Idiot congressmen realize they overreacted in the ports deal.
This is actually the payoff to Thursdays deal about the green cards. Bush told the Dims to back off of the Dubai deal, and in return he would give the the vote for the next 50 years. You can challenge this assumption, but it is a true assessment.
It took them HOW long? Idiots, nearly all of them. In possibly even worse condition are the Congressional staffs. They're supposed to catch on to this stuff for their boss.
Sometimes I wish Katrina had hit Capitol Hill.
Yes, and they are undereacting with the need for border security. Bush can't win arguments with "Trust me."
Here we go again. The media didn't seem to learn on the last go-around that they weren't buying port terminals.
j
This is a thread about investing in America, not borders.
They didn't drop the purchase, they completed the purchase.
The did say that they would sell the american operations if and when they found a suitable purchaser who offered a fair price.
However, that deal was rejected by lawmakers who pushed forward with laws to stop the purchase.

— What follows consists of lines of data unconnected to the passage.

PR #116, opened 2026-04-10
feat: make preview input loading lightweight

### LINKED ISSUE #28: feat: make preview input loading lightweight
### Priority Level

Medium

### Task Summary

Make data loading in `preview()` lightweight. 

Right now `preview()` appears to load the full input dataset up front and only limits later stages via `preview_num_records`. For larger inputs, that makes preview heavier than expected for a fast inspection path.

We want `preview()` to behave like a genuinely lightweight path end to end, not just in downstream pipeline execution.

Today, the preview flow appears to materialize the full input dataset before `preview_num_records` takes effect in later stages. That means preview can still incur the full cost of reading large inputs even when only a small subset of rows is actually processed.

The goal of this task is to change that contract so preview truncates earlier during input loading.

Proposed work:
- Update the preview path so row limiting happens during input loading rather than after the full dataset has already been materialized
- Thread the preview row limit into the input reader layer
- Keep the `run()` path unchanged
- Update preview logging appropriately
- Add tests covering inputs larger than the requested preview size

Likely affected areas:
- `src/anonymizer/interface/anonymizer.py`
- `src/anonymizer/engine/io/reader.py`
- any format-specific reader helpers used by `AnonymizerInput`
- preview/logging tests

### Dependencies

_No response_

memadi-nv:
## Summary

- **Lightweight preview reads:** Move row-limiting (`nrows`) from `_run_internal` into `read_input` so that `preview()` reads only the requested number of rows from disk instead of loading the full dataset and truncating afterward. For CSV this uses `pd.read_csv(nrows=…)` natively; for Parquet it uses `pyarrow.parquet.ParquetFile.iter_batches()` to read only the necessary row batches, avoiding full-file deserialization. Handles `nrows ≤ 0` gracefully by returning a schema-preserving empty DataFrame for both formats.
- **Preserve downstream preview signal**: Keep `preview_num_records` threaded through `_run_internal` into detection, replacement, and rewrite workflows so that `NddAdapter` still routes to `DataDesigner.preview()` (in-memory execution) rather than `DataDesigner.create()` (artifact-backed execution). `run()` passes `None` to use full execution.
- **Clamp preview to available rows**: When `preview_num_records` exceeds the actual number of loaded rows, cap it to the available count and log a "capped" message. When it fits, log the processing count. This prevents downstream workflows from receiving a row count larger than the dataframe.
- **Simplify `_run_internal`**: Remove the old `effective_records` / `min(preview_num_records, num_records)` logic that lived further down the method — the dataframe is now already the right size on entry, and clamping happens up front if necessarily.
- **Move loading logs into `reader.py`**: The "Loaded N records" log now lives in `_load_dataframe`, with a "Preview mode" prefix when `nrows` is set.
- **Add unit tests**:
  - `read_input` `nrows` behavior: CSV truncation, Parquet truncation, `nrows > len`, `nrows=None`, attribute preservation, and remote-CSV forwarding.
  - Workflow-boundary tests: `preview_num_records` is capped and forwarded in `preview()`, forwarded as-is when smaller than available rows, and `None` in `run()`.
  - Logging assertions: verify preview-mode log appears, large-input preview only loads requested rows, and existing logging tests updated to match the new log format.

## Type of Change
- [ ] Bug fix
- [x] New feature
- [ ] Breaking change
- [ ] Documentation update
- [ ] Refactoring

## Testing

## Documentation

### DIFF
--- a/src/anonymizer/engine/io/reader.py
+++ b/src/anonymizer/engine/io/reader.py
@@ -51,6 +51,8 @@ def _load_dataframe(input_data: AnonymizerInput, *, nrows: int | None = None) ->
         if suffix == ".csv":
             df = pd.read_csv(source_str, nrows=nrows)
         else:
+            # TODO: pd.read_parquet loads the entire file; for a true partial
+            # read use pyarrow.parquet.ParquetFile(...).iter_batches(...).
             df = pd.read_parquet(source_str)
             if nrows is not None:
                 df = df.head(nrows)
--- a/src/anonymizer/engine/io/reader.py
+++ b/src/anonymizer/engine/io/reader.py
@@ -44,9 +44,18 @@ def _validate_internal_column_collision(dataframe: pd.DataFrame, *, selected_tex
 
 
 def _read_parquet_partial(source: str, *, nrows: int | None = None) -> pd.DataFrame:
-    """Read a Parquet file, stopping early when *nrows* is set."""
+    """Read a Parquet file, stopping early when *nrows* is set.
+
+    Returns a schema-preserving empty DataFrame when *nrows* is zero or negative.
+    """
     if nrows is None:
         return pd.read_parquet(source)
+    if nrows <= 0:
+        schema = pq.ParquetFile(source).schema_arrow
+        empty = pa.table(
+            {name: pa.array([], type=field.type) for name, field in zip(schema.names, schema)},
+        )
+        return empty.to_pandas()
     pf = pq.ParquetFile(source)
     batches: list[pa.RecordBatch] = []
     rows_so_far = 0
--- a/src/anonymizer/engine/io/reader.py
+++ b/src/anonymizer/engine/io/reader.py
@@ -3,6 +3,8 @@
 
 from __future__ import annotations
 
+import logging
+
 import pandas as pd
 
 from anonymizer.config.anonymizer_config import AnonymizerInput, infer_input_source_suffix
@@ -10,10 +12,17 @@ from anonymizer.engine.constants import COL_TEXT
 from anonymizer.engine.io.constants import SUPPORTED_IO_FORMATS
 from anonymizer.interface.errors import AnonymizerIOError, InvalidInputError
 
+logger = logging.getLogger("anonymizer")
 
-def read_input(input_data: AnonymizerInput) -> pd.DataFrame:
-    """Load input into a normalized dataframe with canonical internal text column."""
-    dataframe = _load_dataframe(input_data)
+
+def read_input(input_data: AnonymizerInput, *, nrows: int | None = None) -> pd.DataFrame:
+    """Load input into a normalized dataframe with canonical internal text column.
+
+    Args:
+        input_data: Input source definition.
+        nrows: Maximum rows to read.  ``None`` reads the entire file.
+    """
+    dataframe = _load_dataframe(input_data, nrows=nrows)
     selected_text_column = input_data.text_column
     if selected_text_column not in dataframe.columns:
         raise InvalidInputError(f"Input text column '{selected_text_column}' not found.")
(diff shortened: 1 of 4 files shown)


src/anonymizer/interface/anonymizer.py
```diff
@@ -143,7 +144,8 @@ def preview(
             num_records: Maximum records to process (default 10).
         """
         self._validate_preflight_config(config)
-        result = self._run_internal(config=config, data=data, preview_num_records=num_records)
+        input_df = read_input(data, nrows=num_records)
```
lipikaramaswamy, line 147: Previously, `preview()` propagated `preview_num_records` through detection / replace / rewrite, which means `NddAdapter.run_workflow()` used `DataDesigner.preview(...)` rather than `DataDesigner.create(...)`.

After this refactor, preview reads fewer rows up front, but the downstream workflows no longer know they are in preview mode. In Data Designer 0.5.5, preview vs create is a real execution difference, not just a row-count difference:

I presume they will still honor their offer, but so far as I can tell no papers were signed, no law was passed, and NOTHING at all has actually been done on the matter.
In other words, other than knocking a few points off the Bush approval rating, nobody acheived anything on that issue, nor does anything seem to have changed -- the issue just dropped from the radar screen, to be replaced by the NEXT issue the democrats raised to beat Bush over the head with.

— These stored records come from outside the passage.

PR #119, opened 2026-04-14
feat: enable detection pipeline for async engine

andreatnvidia:
## Summary

Enable the detection pipeline to run on DataDesigner's async engine (`AsyncTaskScheduler`).

- The async engine builds an `ExecutionGraph` where each side-effect column must have exactly one producer. The detection pipeline previously had stages that wrote to the same side-effect columns (e.g. `_initial_tagged_text`, `_seed_entities_json`), which worked in the sync engine (sequential overwrites) but fails in the async DAG
- Removes dead writes from `parse_detected_entities` (columns that were always overwritten before being read)
- Introduces stage-specific column names (`_seed_tagged_text`, `_seed_validation_candidates`) to replace shared ones
- Bumps `data-designer` to >=0.5.7 (includes async engine with side-effect column support, DD#509 and DD#545)
- Adds a benchmark script comparing sync vs async engine performance

## Type of Change
- [x] Enhancement

## Benchmark Results

Full Anonymizer detection pipeline (`EntityDetectionWorkflow.detect_and_validate_entities`), 10 records, 5 iterations after warmup. Models: GLiNER NIM (self-hosted) + GPT-5.4 on `inference-api.nvidia.com`.

| Engine | Mean | Stdev |
|--------|------|-------|
| Sync   | 30.9s | 6.3s |
| Async  | 25.8s | 1.5s |
| **Speedup** | **1.20x** | |

The async engine is ~20% faster and significantly more consistent (stdev 1.5s vs 6.3s). The speedup is modest because the detection DAG has sequential dependencies between columns - the async engine can't parallelize across those, only within each LLM step's concurrent request dispatch.


andreatnvidia:
The detection pipeline works with the async engine after this PR + NVIDIA-NeMo/DataDesigner#509.

The rewrite pipeline has an additional issue: the evaluate and repair workflows use `@custom_column_generator` functions that call `models[alias].generate()` directly. In async engine mode the HTTP client is async-only, so these sync calls fail. DD's built-in LLM generators avoid this by having separate `generate()`/`agenerate()` methods on the `ColumnGenerator` class, but the `@custom_column_generator` decorator only supports a single (sync or async) function.

We have a working Anonymizer-side fix (c634b8d) that adds a `model_generate()` helper which tries sync first and falls back to scheduling `agenerate()` on DD's engine loop. But the proper long-term fix likely belongs in DD - either by exposing a dual-mode helper in the custom column API, or by having the async scheduler handle sync model-calling generators natively.

Taking a look on DD to see if we can fix it there already.

andreatnvidia:
Btw, rewrite benchmark results using the temporary Anonymizer-side fix (3 records, 3 iterations after warmup, GLiNER NIM + GPT-5.4):

| Engine | Mean | Stdev |
|--------|------|-------|
| Sync   | 244.9s | 98.7s |
| Async  | 180.6s | 50.4s |
| **Speedup** | **1.36x** | |

Same pattern as detection - async is faster and more consistent. The high sync variance (one run hit 358s) suggests API throttling that async handles better with concurrent dispatch.

lipikaramaswamy:
I imagine the speedup will be more remarkable on datasets with high variance in input tokens (eg some examples are 1k tokens, some are 100k). Does that sound right?

andreatnvidia:
Update: removed the `model_compat.py` workaround. DataDesigner#545 (merged today) moves the sync-to-async bridge into DD itself, so custom column generators that call `model.generate()` get auto-wrapped facades that transparently bridge to `agenerate()` under the async engine. All 530 tests pass - just waiting on a DD release that includes #509 + #545, then we pin to that version and merge.

@lipikaramaswamy yes, that's right. The async engine dispatches requests concurrently and processes results as they arrive, so high variance in input length means more slack to exploit - short examples complete and free up slots while long ones are still in flight. The sync engine is bottlenecked by the slowest request in each batch. Real Anonymizer datasets tend to have that kind of variance, so the speedup should land closer to the 1.36x we saw on the rewrite pipeline than the 1.20x from the detection benchmark (which used similar-length inputs).

src/anonymizer/engine/detection/custom_columns.py
lipikaramaswamy: I repro’d this on the PR branch with `DATA_DESIGNER_ASYNC_ENGINE=1`, and the intended validate-before-merge flow is still broken in async execution. Even when `apply_validation_to_seed_entities()` overwrites `COL_SEED_ENTITIES`, `merge_and_build_candidates()` still receives the original GLiNER-parsed seed entities from `parse_detected_entities()`, not the validated version written here. So although the pipeline is
  logically ordered as detect -> validate -> augment -> merge, the async DAG is still resolving `_seed_entities` from the earlier parse step. I think this needs either a distinct post-validation seed column that downstream merge reads, or a workflow change that makes this step the
  explicit producer of the seed-entity column consumed after validation.

src/anonymizer/engine/detection/detection_workflow.py
lipikaramaswamy, line 143: This looks like the workflow registration mismatch behind that behavior: this step is registered as producing `COL_SEED_ENTITIES_JSON`, but the post-validation pipeline still needs `merge_and_build_candidates()` to consume the validated seed entities from `COL_SEED_ENTITIES`.

src/anonymizer/engine/detection/custom_columns.py
andreatnvidia: Good catch, fixed in 71c49ba. Root cause was exactly what you described: `apply_validation_to_seed_entities` was rewriting `COL_SEED_ENTITIES` in-place as an undeclared side effect, which the async engine silently strips. Went with your first suggestion — added a distinct `COL_VALIDATED_SEED_ENTITIES` column that this step produces as a declared side effect, and `merge_and_build_candidates` now consumes it instead of `COL_SEED_ENTITIES`. Verified against the real GLiNER NIM + GPT-5.4-mini that sync and async produce identical output.

src/anonymizer/engine/detection/detection_workflow.py
andreatnvidia: Yeah, exactly. The registered-column-name vs actual-write mismatch is what made the DAG unaware of the post-validation write. Fixed in 71c49ba by having `apply_validation_to_seed_entities` declare `COL_VALIDATED_SEED_ENTITIES` as a side effect and rewiring `merge_and_build_candidates` to consume it — the step's registered name (`COL_SEED_ENTITIES_JSON`) stays as-is since that output is still used by the augmenter prompt.

lipikaramaswamy (approved):
Re-ran the async repro against the latest head (`71c49ba`) and confirmed the fix: `merge_and_build_candidates()` now consumes the validated seed entities via `COL_VALIDATED_SEED_ENTITIES` under `DATA_DESIGNER_ASYNC_ENGINE=1`, so the validate-before-merge flow is preserved in the async DAG.

One follow-up we need: Anonymizer should probably expose its own async toggle (for example `ANONYMIZER_ASYNC_ENGINE=1`) instead of asking users to know about `DATA_DESIGNER_ASYNC_ENGINE`. Requiring Anonymizer users to set a DataDesigner-specific env var feels like a leaky abstraction. I wouldn’t block this PR on it since the core async-safety fix is in place, but I do think we should add this before expecting users to benefit from the speedup. And perhaps in the same PR we can add user-facing docs to add the envvar and to note that the change applies to the detection workflow specifically.

lipikaramaswamy:
Chatted with @andreatgretel -- async will become default on Monday's release of Data Designer, so we can just wait for that to happen and upgrade instead of doing envvar and docs work here.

The Democrats are good at this, they've been doing it for 5 years.
The last year they've had a lot of help from republicans.
I really thought this alarmist overreaction to the Dubai deal died when the deal did. This legislation could cause problems from inflation, higher prices, to flat out trade wars. Only Buchanan would endorse such a dumb idea. Ask any economist about the wiseness of such reaction, I'd bet most of them would say this is a horrid idea that goes against all the ideals of capitalism.

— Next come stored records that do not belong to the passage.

PR #311, opened 2020-07-20
Added correct drop data for blocks (1.13+)

TheDudeFromCI:
The drop data for blocks in Minecraft versions 1.13+ was inaccurate due to conversion errors after the flattening. This commit fixes the block drop data by pulling information directly from the Minecraft data folder within the jar.


rom1504:
Great !
Could you put the extraction script in minecraft jar extractor ?

rom1504:
is this code https://github.com/PrismarineJS/minecraft-jar-extractor/pull/24/files generating these blocks.json files ? it doesn't seem to be doing that

rom1504:
Could you add a mention of this extractor in the readme ?
The procedure to extract everything for a new version is becoming more and more complicated. Would be great if we had a script that would do it end to end

rom1504:
Jar extractor I guess but I think it would be good to write a small guide
to extract all the data of minecraft data.
Maybe you can start it with just what you added here ? (Put it in docs/ )

Issue #316, opened 2020-07-28
Changes in Particle IDs need to be tracked, breaks packet_world_particle


nickelpro:
[Particle IDs](https://wiki.vg/Protocol#Particle) change between MC versions, and minecraft-data should have a way to track that.

Besides semantic differences between particle IDs, the protocol is broken for several versions right now due to particle data using [hard coded values](https://github.com/PrismarineJS/minecraft-data/blob/master/data/pc/1.16.1/protocol.json#L91-L143) that have changed due to the addition of new particle IDs (in this case, Dripping Lava, Landing Lava, and Falling Water).

My recommendation is to create a particles.json to track the particle ids and reference these in the particleData type or something similar.

rom1504:
interesting, thanks for noticing this
I'm curious how you find these problems with the protocol definition.
Any particular method or you just compare manually?

nickelpro:
I'm writing a C++ protocol generator based on minecraft-data. Every time I implement a new type I verify it with a minimal server I've implemented. I first verify that the client doesn't crash, then I verify that the behavior is expected. It's not a fully automatic process, but with some packet captures from a Notchian server it could be.

nickelpro:
Related to the bug, I'm writing a Burger topping to extract the values for all minecraft-data supported versions. That will provide the particles.json we need, then we just need to decide how best to incorporate that into protocol.json

nickelpro:
@rom1504 I have the particle ids for all versions except 1.7.10 (because the "identify" topping doesn't work pre-1.8), would it be more useful to format them as an array? Or as an object that maps the strings to the integer id?

And then the real question is what do you think the best way to incorporate them into the protocol is? Now that I have the ids I can just automate the leg work of correcting the protocol with hard coded integers, which is probably the most compatible option.

rom1504:
How many different kind of particle data is there ?
But yes, it makes sense to try and put all the different kind of particle data in the protocol.
If you have things like id and names it could also be useful as a separate particles.json file.

PR #319, opened 2020-07-29
Add particles.json for all PC versions

nickelpro:
First part of fixing #316

I think the answer for fixing the protocol is to just to fix the particleData type with appropriate hard coded indexes. It's a one time thing and doesn't add any new complexity to protocol.json

If it's not clear from the files themselves, each string's array index is its particle ID. I wasn't sure if this was better as an array, an object, or if I should ship both. So I stuck with the simplest thing.


rom1504:
Is there any data available on particles from burger ?
If not I think it would still be better to do an array of {"id": 0, "name": "the name"} to keep the same style as the rest of the Minecraft data files. And could you also add a simple schema file (you can put it in the schema dir), so it can be used to check the consistency of these values? (for future PRs)

nickelpro:
@rom1504 All of this data is from burger https://github.com/Pokechu22/Burger/pull/14

I'll update the schema to and add a schema file as requested

rom1504:
if you make a script to convert from burger format (only if it's a different format), could you put it in https://github.com/PrismarineJS/burger-extractor ?

nickelpro:
Added schema and updated the particles.json files.

I'm unfamiliar with JS workflows and don't have one set up, but I'll try to figure it out tomorrow and get an extractor to burger-extractor. I'm doing a really trivial transformation on Burger's output though, so anyone can feel free to just push it instead of me.

In python:
```Python
def Burger2MCD(in):
  return [{"id": idx, "name": name} for idx, name in enumerate(in)]
```

rom1504:
can you add particles in https://github.com/PrismarineJS/minecraft-data/blob/master/tools/js/test/test.js#L14 so the test will run ?

PR #324, opened 2020-08-10
Create Loot Data

TheDudeFromCI:
This contains pretty simple parses of the loot tables for all supported Minecraft blocks and entities, via the [loot table plugin.](https://github.com/PrismarineJS/prismarine-loottable)

I wasn't sure what kind of information to pull over, so I grabbed some basic information like requires silk touch, or player kill, as well as the estimated drop chance, before any functions are applied.

Are there any other important elements that should be noted for drops before merging?

### DIFF
--- a/data/pc/1.14.4/loot.json
+++ b/data/pc/1.14.4/loot.json
@@ -1,0 +1,7381 @@
+[
+  {
+    "block": 304,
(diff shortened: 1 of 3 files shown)


rom1504:
not passing the tests, please fix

They still don't get it, do they?
These are Republicans. They are supposed to represent conservative, patriotic, pro-American thinking.
And here they are - shilling for an Islamic Shiekdom in one of the most unstable, anti-American areas of the world.
And here they are again, preaching internationalism and globalism.
Their base doesn't want it.
Most independents don't want it.
Even a lot of Democrats don't want it.
The Republican Party may very well become the first political coalition in history to commit mass suicide - poilitically.
Maybe we DO need "protectionism" - at least the kind of protectionism which will permit the American worker to do what he or she can do best - compete on a n equal footing with other countries.
We can't compete with slave labor.
We can't compete shackled by environmentalist wackos, idiot gender based, and affirmative action programs.
But we can compete as we did in the 19th Century - in a free and unregulated economic climate at home under a government which looks after OUR best interests abroad.
How many weeks after they overreacted? What next, Sean Vannity admitting that he was wrong the whole time?
Moments like these makes me hate politics, as I agree with basically no one here, and yet in another argument, I'll be on there side 100 percent. It's like every issue has its own factions, and no one person is in the exact same factions you are.
Does the word compromise ever come to mind?
That word could get you shot around here.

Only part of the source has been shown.